Kikunoi has been endorsed in almost every Kyoto food guide. For us, it also helps that it's been featured in numerous foodie shows and books, including Lucky Peach and The Mind Of A Chef.

There's no doubt that it's quite an experience. From the minute you arrive and are ushered to your own private tatami room to the time you leave and they bow till you're out of sight, you're treated as a special guest. They thoughtfully even prepared an English menu for us, knowing we were tourists.

The presentation of the food was spectacular and, having read Chef Murata's cookbook beforehand, the time and effort that went into each component was mindblowing.

A few standouts were his signature otoro with soy-egg yolk dipping sauce, and the soup. For the otoro egg-yolk dish, he marinates egg yolks in soy sauce for 2 days, then whips them together to form the sauce, which complements the otoro perfectly.

What fascinated me about the soup was the paper thin sliver of daikon radish that covered the surface of the bowl. Because it was winter, that was supposed to evoke images of a pond that had frozen over.

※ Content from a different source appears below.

PR #895, opened 2015-07-07
Add Checkout of first available license to license list view

madd15:
Does not need to be pulled if you have another working way to do this.

This is my take on implementing checkout of the first available license from the license index list view.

Some of the other dishes weren't quite suitable for our palate, like the fugu sashimi, and the wild boar hotpot using a broth of sake lees. I'm sure only the best ingredients were used, but it's just a matter of not quite being used to the flavours and textures.

Hiiragiya Bekkan

Our second kaiseki experience was at the ryokan where we stayed - a cheaper, more casual sister property of the more lauded and expensive Hiiragiya. We had 2 very good meals there - a kaiseki dinner, and a pretty good breakfast.

While it wasn't as fancy or elaborate as Kikunoi, the food was very tasty, and probably a bit more comforting too. They served their eel lightly aburi-ed, which really brought out the flavours.

Kyoto is known for its tofu, and we had some really fresh tofu here, simply steamed with a bit of dashi and yuzu. The best part of kaiseki is how they just let the freshness and seasonality of the ingredients speak for themselves.

While I'm glad we've tried authentic kaiseki in Kyoto, I think we still prefer more casual dining experiences, especially in a place like Japan, where good food can be had at almost every turn.

A says:

Imho, I found that once you get to a higher level of kaiseki (moderately expensive to very expensive), it's just all very good seasonal product. So the only difference is the prettiness of the presentation and the formality of service. So it really depends on what you're after, just the food, or more of the experience. Having tried both, I'll stick with the more affordable option in the future.